(Data for this task begins)
PR #1266, opened 2025-07-02
feat(catalog): reload sources and static catalogs

pboyd:
## Description

Reload sources and static catalogs after changes are made to the files they were loaded from.

## How Has This Been Tested?
Local kind cluster and unit tests.

## Merge criteria:

### DIFF
--- a/catalog/internal/catalog/monitor.go
+++ b/catalog/internal/catalog/monitor.go
@@ -1,0 +1,238 @@
+package catalog
+
+import (
+	"fmt"
+	"hash/crc32"
+	"io"
+	"os"
+	"path/filepath"
+	"sync"
+	"sync/atomic"
+
+	"github.com/fsnotify/fsnotify"
+	"github.com/golang/glog"
+)
+
+// monitor sends events when the contents of a file have changed.
+//
+// Unfortunately, simply watching the file misses events for our primary case
+// of k8s mounted configmaps because the files we're watching are actually
+// symlinks which aren't modified:
+//
+//	drwxrwxrwx    1 root     root           138 Jul  2 15:45 .
+//	drwxr-xr-x    1 root     root           116 Jul  2 15:52 ..
+//	drwxr-xr-x    1 root     root            62 Jul  2 15:45 ..2025_07_02_15_45_09.2837733502
+//	lrwxrwxrwx    1 root     root            32 Jul  2 15:45 ..data -> ..2025_07_02_15_45_09.2837733502
+//	lrwxrwxrwx    1 root     root            26 Jul  2 13:18 sample-catalog.yaml -> ..data/sample-catalog.yaml
+//	lrwxrwxrwx    1 root     root            19 Jul  2 13:18 sources.yaml -> ..data/sources.yaml
+//
+// Updates are written to a new directory and the ..data symlink is updated. No
+// fsnotify events will ever be triggered for the YAML files.
+//
+// The approach taken here is to watch the directory containing the file for
+// any change and then hash the contents of the file to avoid false-positives.
+type monitor struct {
+	watcher *fsnotify.Watcher
+	closed  <-chan struct{}
+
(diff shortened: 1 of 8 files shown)


Al-Pragliola (commented):
Good job, I plan to review and test locally this PR tomorrow!

I have just a small question, have you considered using Viper with the WatchConfig function?

pboyd:
> Good job @pboyd , I plan to review and test locally this PR tomorrow!
> 
> I have just a small question, have you considered using Viper with the WatchConfig function?

Thanks, @Al-Pragliola. I don't think Viper is a good fit for this, though it would certainly have been nice to use `WatchConfig`.

Al-Pragliola (approved):
/lgtm

tested locally as a binary and in a kind cluster everything worked fine

go.mod
```diff
@@ -23,6 +23,7 @@ require (
 	go.uber.org/zap v1.27.0
 	google.golang.org/grpc v1.72.1
 	google.golang.org/protobuf v1.36.6
+	gopkg.in/fsnotify.v1 v1.4.7
```
tarilabs: do we want to introduce this `gopkg.in` proxy service, or like other dependencies before we just use from the [tutorial](https://github.com/fsnotify/fsnotify?tab=readme-ov-file#usage) `github.com/fsnotify/fsnotify` ?

otherwise,
/lgtm

catalog/internal/catalog/monitor.go
```diff
@@ -0,0 +1,238 @@
...
+//	drwxr-xr-x    1 root     root            62 Jul  2 15:45 ..2025_07_02_15_45_09.2837733502
+//	lrwxrwxrwx    1 root     root            32 Jul  2 15:45 ..data -> ..2025_07_02_15_45_09.2837733502
+//	lrwxrwxrwx    1 root     root            26 Jul  2 13:18 sample-catalog.yaml -> ..data/sample-catalog.yaml
+//	lrwxrwxrwx    1 root     root            19 Jul  2 13:18 sources.yaml -> ..data/sources.yaml
+//
+// Updates are written to a new directory and the ..data symlink is updated. No
+// fsnotify events will ever be triggered for the YAML files.
+//
+// The approach taken here is to watch the directory containing the file for
+// any change and then hash the contents of the file to avoid false-positives.
```
tarilabs, line 33: I'm a bit surprised that it doesn't exist any other Golang utility for this and avoiding the k8s client.

Maybe something like https://pkg.go.dev/knative.dev/pkg/configmap ?

Al-Pragliola: uhm maybe I missed it but where is the k8s client used?

tarilabs: _and_ avoiding the k8s client (as an alternative). it's not used. I'm not suggesting to use it instead of the current solution; what I'm puzzled is that no utility already exists, for example the Knative link for this use case?

go.mod
pboyd: I overlooked which package was being imported. I switched it to `github.com/fsnotify/fsnotify`.

tarilabs: thanks Paul

catalog/internal/catalog/monitor.go
pboyd: Viper's `WatchConfig` is an option, but we weren't using it before and I don't see much reason to use it now, except for this one feature.

`knative.dev/pkg/configmap` has two implementations for a "watcher". One uses the k8s API, and the other is a "manual" watcher which we'd have to have trigger (presumably by handling `fsnotify` events).

I'm not aware of any another package that handles this case.

Al-Pragliola:
- https://github.com/kubeflow/model-registry/pull/1266#pullrequestreview-2984513453
- https://github.com/kubeflow/model-registry/pull/1266#pullrequestreview-2994035658

/approve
(Data for this task ends)
## Problem statement
The lines you need are those containing "sources"; find them in the records and copy them.

## Exercise output
feat(catalog): reload sources and static catalogs
Reload sources and static catalogs after changes are made to the files they were loaded from.
+//	lrwxrwxrwx    1 root     root            19 Jul  2 13:18 sources.yaml -> ..data/sources.yaml
+//	lrwxrwxrwx    1 root     root            19 Jul  2 13:18 sources.yaml -> ..data/sources.yaml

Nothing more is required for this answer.